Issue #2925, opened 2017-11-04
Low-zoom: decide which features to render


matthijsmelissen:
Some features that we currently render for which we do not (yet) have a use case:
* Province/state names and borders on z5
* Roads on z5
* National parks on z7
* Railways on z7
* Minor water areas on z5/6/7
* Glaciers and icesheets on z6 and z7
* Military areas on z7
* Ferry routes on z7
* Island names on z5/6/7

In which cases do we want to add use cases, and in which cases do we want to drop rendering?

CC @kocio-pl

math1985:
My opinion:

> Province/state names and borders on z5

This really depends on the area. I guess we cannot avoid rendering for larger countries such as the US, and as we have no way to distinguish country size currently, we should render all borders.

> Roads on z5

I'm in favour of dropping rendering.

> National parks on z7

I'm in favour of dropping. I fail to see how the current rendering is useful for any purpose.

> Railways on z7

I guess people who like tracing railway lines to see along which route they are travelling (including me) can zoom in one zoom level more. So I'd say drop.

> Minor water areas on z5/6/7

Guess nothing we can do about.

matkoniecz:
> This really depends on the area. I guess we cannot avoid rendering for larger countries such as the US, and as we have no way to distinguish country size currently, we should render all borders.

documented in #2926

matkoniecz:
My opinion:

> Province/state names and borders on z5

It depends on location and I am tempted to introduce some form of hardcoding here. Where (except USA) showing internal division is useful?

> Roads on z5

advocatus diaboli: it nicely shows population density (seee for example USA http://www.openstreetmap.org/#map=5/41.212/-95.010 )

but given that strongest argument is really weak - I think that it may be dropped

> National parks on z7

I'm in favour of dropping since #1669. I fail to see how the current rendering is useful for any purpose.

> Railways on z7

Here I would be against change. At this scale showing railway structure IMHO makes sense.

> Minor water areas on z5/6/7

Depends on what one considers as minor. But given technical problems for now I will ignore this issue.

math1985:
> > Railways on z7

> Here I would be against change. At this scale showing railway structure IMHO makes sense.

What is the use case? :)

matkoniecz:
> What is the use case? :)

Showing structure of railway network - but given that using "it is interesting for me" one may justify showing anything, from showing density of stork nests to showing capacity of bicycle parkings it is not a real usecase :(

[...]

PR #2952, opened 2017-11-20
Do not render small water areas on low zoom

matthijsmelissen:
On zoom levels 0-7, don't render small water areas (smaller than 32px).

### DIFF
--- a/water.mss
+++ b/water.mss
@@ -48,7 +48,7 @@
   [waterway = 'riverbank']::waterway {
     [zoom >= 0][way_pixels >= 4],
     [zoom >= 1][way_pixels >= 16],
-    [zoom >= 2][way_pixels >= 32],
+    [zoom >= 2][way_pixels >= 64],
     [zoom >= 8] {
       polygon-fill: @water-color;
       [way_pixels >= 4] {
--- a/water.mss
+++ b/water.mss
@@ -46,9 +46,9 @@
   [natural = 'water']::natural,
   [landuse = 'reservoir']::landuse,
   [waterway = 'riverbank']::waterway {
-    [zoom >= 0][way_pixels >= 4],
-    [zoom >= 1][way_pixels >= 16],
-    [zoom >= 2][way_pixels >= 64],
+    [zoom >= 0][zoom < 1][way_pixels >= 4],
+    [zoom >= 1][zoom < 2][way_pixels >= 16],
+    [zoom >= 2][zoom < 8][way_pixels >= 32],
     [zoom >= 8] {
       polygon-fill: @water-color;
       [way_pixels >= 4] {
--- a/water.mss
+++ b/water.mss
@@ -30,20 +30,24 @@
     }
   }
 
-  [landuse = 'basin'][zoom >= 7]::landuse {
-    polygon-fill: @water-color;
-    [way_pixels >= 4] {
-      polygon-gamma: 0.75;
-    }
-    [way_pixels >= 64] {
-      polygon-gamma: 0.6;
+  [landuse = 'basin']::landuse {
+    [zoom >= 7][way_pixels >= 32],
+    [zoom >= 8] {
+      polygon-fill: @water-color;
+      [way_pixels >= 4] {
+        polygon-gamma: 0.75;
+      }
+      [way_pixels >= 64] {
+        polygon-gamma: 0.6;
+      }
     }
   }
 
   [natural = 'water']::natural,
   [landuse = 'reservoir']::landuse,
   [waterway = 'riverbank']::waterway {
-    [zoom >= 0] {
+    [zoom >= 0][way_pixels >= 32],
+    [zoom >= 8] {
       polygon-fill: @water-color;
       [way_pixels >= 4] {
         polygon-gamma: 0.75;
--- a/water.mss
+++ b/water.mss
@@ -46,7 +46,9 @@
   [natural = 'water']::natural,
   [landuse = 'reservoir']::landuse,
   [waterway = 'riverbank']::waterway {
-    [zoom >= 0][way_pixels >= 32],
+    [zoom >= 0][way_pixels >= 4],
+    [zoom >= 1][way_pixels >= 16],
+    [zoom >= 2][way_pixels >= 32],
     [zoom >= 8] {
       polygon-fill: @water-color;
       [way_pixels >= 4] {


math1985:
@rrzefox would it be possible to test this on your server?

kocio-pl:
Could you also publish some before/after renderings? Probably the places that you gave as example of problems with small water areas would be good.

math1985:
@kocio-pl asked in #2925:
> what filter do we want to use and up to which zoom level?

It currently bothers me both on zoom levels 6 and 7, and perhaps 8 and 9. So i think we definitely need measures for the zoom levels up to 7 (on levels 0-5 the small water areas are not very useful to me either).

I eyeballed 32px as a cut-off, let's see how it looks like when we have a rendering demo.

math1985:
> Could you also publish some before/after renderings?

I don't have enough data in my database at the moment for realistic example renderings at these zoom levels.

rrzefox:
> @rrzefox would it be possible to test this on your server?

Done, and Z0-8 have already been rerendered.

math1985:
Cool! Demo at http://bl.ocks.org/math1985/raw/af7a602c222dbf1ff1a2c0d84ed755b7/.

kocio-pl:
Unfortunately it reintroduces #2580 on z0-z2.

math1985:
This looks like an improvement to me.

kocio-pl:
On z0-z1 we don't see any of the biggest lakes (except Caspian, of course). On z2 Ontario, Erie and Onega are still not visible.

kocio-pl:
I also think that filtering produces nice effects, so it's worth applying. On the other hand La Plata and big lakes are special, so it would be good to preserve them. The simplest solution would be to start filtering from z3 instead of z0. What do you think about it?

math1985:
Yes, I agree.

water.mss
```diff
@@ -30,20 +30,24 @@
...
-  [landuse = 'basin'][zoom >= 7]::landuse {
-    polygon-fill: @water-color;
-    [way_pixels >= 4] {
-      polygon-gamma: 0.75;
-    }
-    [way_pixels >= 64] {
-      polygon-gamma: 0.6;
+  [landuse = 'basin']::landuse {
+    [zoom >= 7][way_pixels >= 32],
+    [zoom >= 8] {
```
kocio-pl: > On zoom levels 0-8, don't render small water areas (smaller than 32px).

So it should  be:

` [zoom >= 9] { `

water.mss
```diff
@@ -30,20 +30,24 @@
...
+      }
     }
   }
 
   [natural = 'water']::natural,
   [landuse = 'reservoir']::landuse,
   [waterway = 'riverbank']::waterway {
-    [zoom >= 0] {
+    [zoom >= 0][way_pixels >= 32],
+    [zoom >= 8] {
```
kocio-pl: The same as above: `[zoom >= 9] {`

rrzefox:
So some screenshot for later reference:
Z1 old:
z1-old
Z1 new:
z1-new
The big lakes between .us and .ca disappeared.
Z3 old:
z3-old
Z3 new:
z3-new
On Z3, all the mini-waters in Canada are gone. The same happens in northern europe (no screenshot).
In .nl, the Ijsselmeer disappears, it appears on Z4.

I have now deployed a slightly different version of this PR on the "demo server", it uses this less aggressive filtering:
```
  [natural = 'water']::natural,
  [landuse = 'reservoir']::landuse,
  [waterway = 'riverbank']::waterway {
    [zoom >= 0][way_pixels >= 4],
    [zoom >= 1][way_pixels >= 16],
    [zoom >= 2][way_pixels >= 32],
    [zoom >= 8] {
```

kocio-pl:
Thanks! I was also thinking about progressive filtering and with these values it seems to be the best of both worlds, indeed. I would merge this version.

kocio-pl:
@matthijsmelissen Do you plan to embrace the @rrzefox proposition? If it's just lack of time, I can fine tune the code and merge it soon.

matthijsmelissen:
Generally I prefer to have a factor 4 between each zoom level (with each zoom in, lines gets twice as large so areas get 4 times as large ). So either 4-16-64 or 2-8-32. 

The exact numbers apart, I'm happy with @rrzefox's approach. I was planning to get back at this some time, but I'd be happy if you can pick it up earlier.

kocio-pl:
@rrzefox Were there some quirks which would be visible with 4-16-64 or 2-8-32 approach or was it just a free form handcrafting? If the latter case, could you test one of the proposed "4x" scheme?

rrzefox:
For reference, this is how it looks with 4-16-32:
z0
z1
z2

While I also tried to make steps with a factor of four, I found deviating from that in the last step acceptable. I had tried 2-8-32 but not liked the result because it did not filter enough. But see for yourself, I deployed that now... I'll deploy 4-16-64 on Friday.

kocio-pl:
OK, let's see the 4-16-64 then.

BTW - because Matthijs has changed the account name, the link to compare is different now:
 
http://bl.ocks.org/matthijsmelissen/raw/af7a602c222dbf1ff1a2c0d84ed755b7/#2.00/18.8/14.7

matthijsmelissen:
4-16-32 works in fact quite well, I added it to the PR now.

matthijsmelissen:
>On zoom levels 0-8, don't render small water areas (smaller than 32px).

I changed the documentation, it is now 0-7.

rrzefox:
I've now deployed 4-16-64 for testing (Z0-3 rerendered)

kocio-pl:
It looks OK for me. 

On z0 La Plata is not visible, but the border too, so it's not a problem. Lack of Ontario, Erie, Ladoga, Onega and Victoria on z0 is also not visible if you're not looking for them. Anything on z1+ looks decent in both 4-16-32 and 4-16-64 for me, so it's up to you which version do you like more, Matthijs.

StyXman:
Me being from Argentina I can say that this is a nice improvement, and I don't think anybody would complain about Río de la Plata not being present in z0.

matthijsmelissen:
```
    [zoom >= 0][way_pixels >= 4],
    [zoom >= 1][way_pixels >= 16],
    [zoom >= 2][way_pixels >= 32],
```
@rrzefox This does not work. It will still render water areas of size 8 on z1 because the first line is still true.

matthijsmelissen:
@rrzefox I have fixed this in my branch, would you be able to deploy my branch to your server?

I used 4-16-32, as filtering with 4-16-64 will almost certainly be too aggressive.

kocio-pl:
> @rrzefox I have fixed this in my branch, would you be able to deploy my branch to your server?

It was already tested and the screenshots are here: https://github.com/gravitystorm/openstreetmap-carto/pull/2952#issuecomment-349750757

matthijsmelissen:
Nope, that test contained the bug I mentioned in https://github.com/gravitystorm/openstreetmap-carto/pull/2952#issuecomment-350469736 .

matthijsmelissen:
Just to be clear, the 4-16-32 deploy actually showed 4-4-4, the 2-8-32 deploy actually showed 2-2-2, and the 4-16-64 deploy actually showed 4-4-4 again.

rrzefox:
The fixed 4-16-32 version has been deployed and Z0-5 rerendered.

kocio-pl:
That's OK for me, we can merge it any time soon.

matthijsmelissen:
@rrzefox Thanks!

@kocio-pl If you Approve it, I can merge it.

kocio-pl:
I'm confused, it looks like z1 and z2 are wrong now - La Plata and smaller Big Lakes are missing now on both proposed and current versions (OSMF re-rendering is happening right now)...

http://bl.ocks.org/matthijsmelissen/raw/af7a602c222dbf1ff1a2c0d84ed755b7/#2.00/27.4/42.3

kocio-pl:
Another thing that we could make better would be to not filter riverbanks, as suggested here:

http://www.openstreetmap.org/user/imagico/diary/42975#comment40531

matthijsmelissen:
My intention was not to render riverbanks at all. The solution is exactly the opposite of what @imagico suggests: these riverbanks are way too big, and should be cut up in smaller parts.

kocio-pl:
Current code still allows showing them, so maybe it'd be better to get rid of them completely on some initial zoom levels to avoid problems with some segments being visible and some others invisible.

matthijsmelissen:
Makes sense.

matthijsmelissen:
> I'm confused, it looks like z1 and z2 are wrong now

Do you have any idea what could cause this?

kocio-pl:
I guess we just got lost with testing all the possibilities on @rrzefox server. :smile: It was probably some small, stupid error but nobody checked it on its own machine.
= = = = =
If a line in the records above contains "between", copy that line.

The big lakes between .us and .ca disappeared.
Generally I prefer to have a factor 4 between each zoom level (with each zoom in, lines gets twice as large so areas get 4 times as large ). So either 4-16-64 or 2-8-32. 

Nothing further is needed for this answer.